The central bank chief said that core inflation remained high “due to the strength of the shocks that hit the economy,” notably the COVID-19 pandemic and the war in Ukraine.

He added that businesses “increased the prices of their products to reflect the rising prices of raw materials and energy and this trend spread further.”

Moreover, “the good state of the labour market is also facilitating price increases,” Glapiński said.

According to the Polish central bank chief, “it's only natural that core inflation takes longer to fall than consumer inflation.” 

Glapiński stated: “We expect core inflation to fall in the coming months and quarters.”

Economy growing 'at a faster rate than elsewhere' 

Glapiński also said that ”Poland’s economic situation is very good compared to all the other countries.”

He added that Polish GDP had been growing "at a faster rate than elsewhere, especially in the eurozone,” in recent years.

The central bank chief told reporters that “economic growth is slowing down in all countries,” but said he hoped that “there won’t be a recession, that growth will decelerate only slightly and then rebound.”
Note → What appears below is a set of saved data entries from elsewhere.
PR #5007, opened 2021-05-14
Minor fixes on MCOMMA antipatterns

palasso:


languagetool-language-modules/en/src/main/resources/org/languagetool/rules/en/remote-rule-filters.xml
```diff
@@ -73,7 +73,7 @@
                 <pattern>
                     <token regexp="yes">,|\.</token>
                     <marker>
-                        <token postag="CD"/>
+                        <token regexp="yes" spacebefore="no">\d+</token>
```
udomai, line 76: Why `spacebefore="no"`? If the model wants to put a comma between "7000 messages", for example, the AP wouldn't stop it from doing it…

palasso: This specific AP is only for numbers of the form `32,321` or `1.99` but not of the form `, 321` or `. 99`.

In March, Poland’s central bank said it expected the country’s economy to expand 0.9 percent in 2023, followed by 2.1 percent growth in 2024 and 3.1 percent in 2025.

Salaries to rise 

Glapiński also stated on Thursday that “according to all available data," salaries in Poland "will begin to rise again" in real terms in the coming months, after “falling last year, although they fell less than in other European Union countries.”